Fast Evaluation of Unbiased Atomic Forces in ab initio Variational Monte Carlo via the Lagrangian Technique

Abstract

Ab initio quantum Monte Carlo (QMC) methods are state-of-the-art electronic structure calculations based on highly parallelizable stochastic frameworks for accurate solutions of the many-body Schr\"odinger equation, suitable for modern many-core supercomputer architectures. Despite its potential, one of the major drawbacks that still hinders QMC applications, especially when targeting dynamical properties of large systems or extensive datasets, is the lack of an affordable method to compute atomic forces that are consistent with the corresponding potential energy surfaces (PESs), also known as unbiased atomic forces.
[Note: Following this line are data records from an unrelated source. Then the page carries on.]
PR #4024, opened 2019-11-12
build/configs: Add meta files to support esp32 boards on RT IDE

zhouxinhe:
To support build and flash project with Tizen Studio RT IDE on esp32 boards.
(co-work with PR #4023)

### DIFF
--- a/build/configs/esp32_DevKitC/.buildSpec.xml
+++ b/build/configs/esp32_DevKitC/.buildSpec.xml
@@ -1,0 +1,47 @@
+<?xml version="1.0" encoding="UTF-8"?>
+<!--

Recently, one of the authors in the present paper proposed a way to obtain unbiased forces with the Jastrow-correlated Slater determinant ansatz, where the determinant part is frozen to the values obtained by a mean-field method, such as Density Functional Theory. However, the proposed method has a significant drawback for its applications: for a system with N nuclei, one requires 6N additional DFT calculations to get unbiased forces. This paper presents a way to replace the 6N DFT calculations with a single coupled-perturbed Kohn-Sham calculation, following the so-called Lagrangian technique established in quantum chemistry. We also demonstrate that the developed unbiased VMC force calculation improves not only the consistency with PESs, but also its accuracy, by investigating three molecules from the rMD17 benchmark set, and comparing the unbiased VMC forces with those obtained by CCSD(T) calculations. We found that the bare VMC forces are biased from the CCSD(T) ones, while the unbiased ones give values closer to those of the CCSD(T) ones. Our benchmark test also reveals that the unbiased VMC forces yield very consistent values with hybrid and meta GGAs, but do not necessarily yield values that are very close to those of CCSD(T).